A student loan by any other name would carry as much debt

Changing the language we use for student loans while increasing student maintenance will not improve access to higher education as the Money Saving Expert suggests, argues Amatey Doku

July 21, 2018
student debt sign
Source: Getty

Martin Lewis, the Money Saving Expert, is on a mission to change the terminology of student loans in England. In his response to the Augar review, and in various media appearances, he argues that the language is unhelpful and off-putting, and rebranding loans as a “contribution scheme” and the interest as “uprating” would better reflect the system.

He is very passionate about this proposal, so much so that he feels he can be astonishingly rude to anyone who has the temerity to challenge him. He hectored Chi Onwurah on Question Time, shouting over her in his desire to have a go at politicians he sees as scaremongering about student loans. In a recent interview with THE, he told any critics of his plan to get lost – only he used a much less polite term. 

Naturally, NUS prefers to engage in debate on these issues rather than just throw expletives around. And these proposals do require debate, even if Lewis is convinced of their righteousness.

Students know that if a financial institution advances money to an individual on the understanding that they will repay that money on a regular basis, with additional amounts of money added to the outstanding balance not only to maintain its value but to generate some profit, it is a loan. To call it otherwise is just doublespeak.

It is true that student loans do have features which differentiate them from commercial debt, but this cuts two ways: yes, repayments are income-contingent and written off after 30 years, but unlike commercial debt, a graduate cannot discharge the debt through bankruptcy and, unlike commercial lenders, the terms and conditions can be changed by ministers for the worse with relative ease.
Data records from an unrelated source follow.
PR #1145, opened 2018-11-16
fix: update CSS editor components to extend the Foundation component

### LINKED ISSUE #1144: Update the CSS Editor to extend Foundation
Update the CSS Editor components to extend the Foundation component.
This will ensure future enhancements to the Foundation will to be passed to these components.

janechu:
Resolves #1144

This now includes a breaking change because of the inferred use of an onChange prop, it is now specific to what CSS values it is changing, in this case position so the rename will change it to onPositionUpdate.


packages/fast-css-editor-react/src/editor.props.ts
```diff
@@ -0,0 +1,12 @@
+import { ManagedClasses } from "@microsoft/fast-jss-manager";
+import { CSSEditorClassNameContract } from "./editor.style";
+import { CSSPositionHandledProps } from "./";
+
+export interface CSSEditorUnhandledProps extends React.HTMLAttributes<HTMLDivElement> {}
+
+export type CSSEditorComponentsHandledProps = CSSPositionHandledProps &
```
nicholasrice: do you actually need this type definition? Can't you just define `CSSEditorHandledProps` as these two types?

packages/fast-css-editor-react/src/position/position.props.ts
```diff
@@ -0,0 +1,33 @@
...
+export interface CSSPositionUnhandledProps extends React.HTMLAttributes<HTMLDivElement> {}
+
+export interface CSSPositionHandledProps
+    extends ManagedClasses<CSSPositionClassNameContract> {
+    position?: PositionValue;
+    left?: string;
+    right?: string;
+    top?: string;
+    bottom?: string;
+    onChange?: (positionValues: any) => void;
```
nicholasrice: Can you type this more accurately?

packages/fast-css-editor-react/src/editor.props.ts
janechu: this is going to be extended for every component that is added to the editor, so for example one we will be adding after this will be CSSMarginHandledProps.

packages/fast-css-editor-react/src/position/position.props.ts
janechu: Done, a lot of other updates happened as well so please take another look!

packages/fast-css-editor-react/src/position/position.tsx
```diff
@@ -1,50 +1,43 @@
...
+        top: void 0,
+        bottom: void 0,
+        left: void 0,
+        right: void 0,
+        onPositionUpdate: void 0,
+        managedClasses: void 0,
+    };
 
-    public render(): JSX.Element {
+    public render(): React.ReactElement<HTMLDivElement> {
```
nicholasrice: We were running into some issues with returning React.ReactElement types - react.d.ts types this as `React.ReactNode` so we should probably align

PR #1148, opened 2018-11-17
fix: correct misspelled button enum value

### LINKED ISSUE #1147: Default button renders when `justified` is selected as part of configuration on MSFT docs site
On the MSFT documentation site (https://msft-docs.azurewebsites.net/components/button/) changing a button appearance value to `justified` instead renders a default button. 

Initially, the correct value shows up, but upon changing this in the editor, the correct class is not being applied and a default button is rendered.

chrisdholt:
<body>
closes #1147 
<footer>
 

### DIFF
--- a/packages/fast-components-react-msft/src/button/button.schema.json
+++ b/packages/fast-components-react-msft/src/button/button.schema.json
@@ -17,7 +17,7 @@
             "title": "Appearance",
             "type": "string",
             "enum": [
-                "justfied",
+                "justified",
                 "lightweight",
                 "outline",
                 "primary"


packages/fast-components-react-msft/src/button/button.schema.json
```diff
@@ -17,7 +17,7 @@
             "title": "Appearance",
             "type": "string",
             "enum": [
```
nicholasrice: This is spelled correctly in the component though, right?

chrisdholt: Correct - the reason it showed up correctly the first time was because it was referencing the Enum and the schema was an independent string. Did a search as well and checked similar components (CTA)

PR #1151, opened 2018-11-20
fix: add a check for a theme, if it is not available use an empty object

### LINKED ISSUE #1150: The development site errors when no theme is provided
A runtime error occurs when no theme is provided to the development site.

janechu:
Closes #1150


packages/fast-development-site-react/src/components/site/index.tsx
```diff
@@ -612,7 +612,10 @@ class Site extends React.Component<
                         <DesignSystemProvider
                             designSystem={
                                 this.state.componentView === ComponentViewTypes.examples
-                                    ? { backgroundColor: this.state.theme.background }
+                                    ? {
```
nicholasrice: we could also always initialize the state with an empty theme object

PR #1153, opened 2018-11-20
fix: JSSManager should create stylesheets prior to initial render

### LINKED ISSUE #1149: JSS manager causes components to render twice
Because stylesheets are not created until `componentDidMount`, each styled component has to go through two render cycles before classes are passed to the wrapped component. We should factor the manager in a way where styles are rendered prior to the first render call.

nicholasrice:
fixes #1149

### DIFF
--- a/packages/fast-jss-manager-react/src/jss-manager.spec.tsx
+++ b/packages/fast-jss-manager-react/src/jss-manager.spec.tsx
@@ -304,7 +304,7 @@ describe("mergeClassNames", (): void => {
         expect(mergeClassNames(undefined, "bar")).toBe("bar");
     });
 
-    test("should return a space-seperated string containing both arguments if both arguments are strings", (): void => {
+    test("should return a space-separated string containing both arguments if both arguments are strings", (): void => {
         expect(mergeClassNames("foo", "bar")).toBe("foo bar");
     });
 });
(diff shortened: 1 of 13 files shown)


packages/fast-jss-manager-react/src/jss-manager.tsx
```diff
@@ -38,6 +38,16 @@ export type ManagedJSSProps<T, S, C> = Pick<
...
 
+export function mergeClassNames(a: string | void, b: string | void): string {
+    if (typeof a === "string" && typeof b === "string") {
+        return a.concat(" ", b);
+    } else if (typeof a === "string") {
+        return a;
+    } else if (typeof b === "string") {
+        return b;
+    }
+}
```
janechu: if this function always has to return a string, should it, outside of the if...else blocks `return "";`? Otherwise the return value is not string its potentially `string | void`

packages/fast-jss-manager-react/src/jss-manager.spec.tsx
```diff
@@ -265,7 +268,45 @@ describe("The JSSManager", (): void => {
...
+    test("should return undefined if neither param is a string", (): void => {
+        expect(mergeClassNames(undefined, undefined)).toBe(undefined);
+    });
+
+    test("should return a string if either argument is a string", (): void => {
+        expect(mergeClassNames("foo", undefined)).toBe("foo");
+        expect(mergeClassNames(undefined, "bar")).toBe("bar");
+    });
+
+    test("should return a space-seperated string containing both arguments if both arguments are strings", (): void => {
```
nalogiudice: nit: separated

PR #1159, opened 2018-11-21
fix: hypertext hover and focus do not work in Edge

eljefe223:
Hypertext hover and focus do not work in Edge

closes: #1159


packages/fast-components-styles-msft/src/hypertext/index.ts
```diff
@@ -1,31 +1,29 @@
...
-            color: ensureBrandNormal,
-            "&:hover, &:focus": {
-                ...applyHypertextBorder(2),
+        hypertext: {
+            outline: "none",
+            textDecoration: "none",
+            color: ensureForegroundNormal,
+            "&:link, &:visited": {
+                borderBottom: `1px solid ${ensureBrandNormal(config)}`,
+                color: ensureBrandNormal,
```
chrisdholt: @eljefe223 do we not need to pass config to this instance of `ensureBrandNormal`?

PR #1225, opened 2018-12-23
Update issue templates

Falkicon:
I have simplified the templates and made them more consistent. Also deleted a placeholder template we were not using.


Falkicon:
@awentzel, confirmed the new templates are working.

PR #1232, opened 2018-12-24
fix: updated component readme.md files to be more consistent 

Falkicon:
Aligned heading sizes, element, role and attribute links, and some minor content edits. Overall, I did not focus on the actual content; I will do that in another pass.


packages/fast-components-react-msft/src/text-field/README.md
```diff
@@ -1,8 +1,11 @@
...
+
+It is recommended to have hint text inside or a *label* above a *text field* to indicate what kind of text input the user should type. When reasonable, automatically set focus to the primary *text field* or the first *text field* in a *form*. Limit the length of allowable input text when possible. Since *text field* input may vary from one use case to another, the length can be limited to a maximum or minimum number of characters. A *text field* with the [`readonly`](https://developer.mozilla.org/en-US/docs/Web/HTML/Element/input/text#readonly) attribute is focusable and should have [`aria-label="Read only"`](https://developer.mozilla.org/en-US/docs/Web/Accessibility/ARIA/ARIA_Techniques/Using_the_aria-label_attribute) attribute.
```
chrisdholt: Just an observation - looks like we recommend hit text or a label, but I think a label is required for accessibility. I don’t think placeholder text is considered a replacement to a label. Should we move this and address in an accessibility section for consistency?

Issue #1239, opened 2018-12-27
Margin and placeholder style issues


nalogiudice:
Components should **not** include their own margin. The text-field and divider top and bottom margins should be removed.

The placeholder text in the text-field disabled state is the wrong color - it should match the disabled state text color. Update.

PR #1240, opened 2018-12-27
fix: remove margins from components and fix text-field placeholder color in disabled state

nalogiudice:
Closes [#1239](https://github.com/Microsoft/fast-dna/issues/1239)

## Description
Removes margin from components and addresses placeholder text color for the disabled state in text-field.

## Motivation & context
Noticed margin and placeholder issue when creating `text action` component.

### DIFF
--- a/packages/fast-components-styles-msft/src/divider/index.ts
+++ b/packages/fast-components-styles-msft/src/divider/index.ts
@@ -18,7 +18,7 @@ const styles: ComponentStyles<DividerClassNameContract, DesignSystem> = (
         divider: {
             boxSizing: "content-box",
             height: "0",
-            margin: `0`,
+            margin: "0",
             border: "none",
             borderTop: `1px solid ${normalContrast(
                 designSystem.contrast,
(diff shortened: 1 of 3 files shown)


chrisdholt:
@nalogiudice can you update your PR title?

packages/fast-components-styles-msft/src/divider/index.ts
```diff
@@ -18,7 +18,7 @@ const styles: ComponentStyles<DividerClassNameContract, DesignSystem> = (
         divider: {
             boxSizing: "content-box",
             height: "0",
-            margin: `${density(designSystem.designUnit * 3)(designSystem)} 0`,
+            margin: `0`,
```
chrisdholt: nit: I know this works, but we don't actually need back-ticks here and would prefer to use quotes in these cases instead.

packages/fast-components-styles-msft/src/text-field/index.ts
```diff
@@ -34,7 +34,7 @@ const styles: ComponentStyles<TextFieldClassNameContract, DesignSystem> = (
             boxSizing: "border-box",
             borderRadius: toPx(designSystem.cornerRadius),
             padding: "10px",
-            margin: `${density(designSystem.designUnit * 3)(designSystem)} 0`,
+            margin: `0`,
```
chrisdholt: nit: I know this works, but we don't actually need back-ticks here and would prefer to use quotes in these cases instead.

To his credit, Lewis does recognise that this latter point is one of the big issues with the system as it stands. He was stung when Vince Cable’s promise to increase the post-2012 student loan repayment threshold by average earnings was broken in 2015, having fronted the information campaign on the new system. My predecessors warned Lewis of this risk at the time, although he did not take us seriously then – we welcome his more recent advocacy for a change in the law.

However, even if that issue were addressed, students would still regard a rebranding exercise that changed little else as window dressing at best and suspicious at worst. 

For a start, it is hard to find examples of countries where student loans are called anything else. Lewis has pointed to the Australian system, and it’s true that elements of this system come under the banner of the Higher Education Contribution Scheme – except that students nevertheless access the Higher Education Loan Programme to take out loans for fees (FEE-HELP) or for living costs (HECS-HELP).

The most important issue is that Lewis seems to view the problems of the system as relating solely to a lack of understanding: if only less scary language were used in relation to loans, most of the issues of access and participation would go away. Lewis may be an expert in saving money, but I’m not so sure he knows as much about HE policy. 

For one thing, he articulates this issue as primarily affecting full-time, young students and their parents, when the reforms have had the greatest impact on mature and part-time students for reasons that language alone cannot address. 

More generally, as the NUS has argued in its recent Poverty Commission report, the barriers to working-class students entering and succeeding in higher education are complex. We need greater investment in early-years education, a change to the culture of HE so it welcomes working-class students, greater part-time and flexible provision, reductions in accommodation costs and so much more. 

In this context, there are no panaceas – but it would certainly be wrong to pretend that the present system does not involve enormous debts for students and that the negative impact of this can be elided by a change in language. 

Not when the poorest graduate with the highest balances. And, as outlined by London Economics, the repayment system is flawed and regressive.

Where we agree with Martin Lewis is that there needs to be much more investment in guidance, both before and during higher education, and that some aspects – for example, the statements from the Student Loans Company sent to students and graduates – could be presented in better ways. 

We also agree that more support needs to be given to students during study to help their living costs – but we absolutely do not agree that, as Lewis argues, we should simply increase student maintenance loans to achieve this.

There’s no doubt that Lewis cares about access to HE, and his proposals are well-intentioned. However, I believe that they are flawed. Lewis will need make a more cogent argument than an expletive if he is to convince me otherwise. 

Amatey Doku is vice president for higher education for 2017/18 at the UK’s National Union of Students.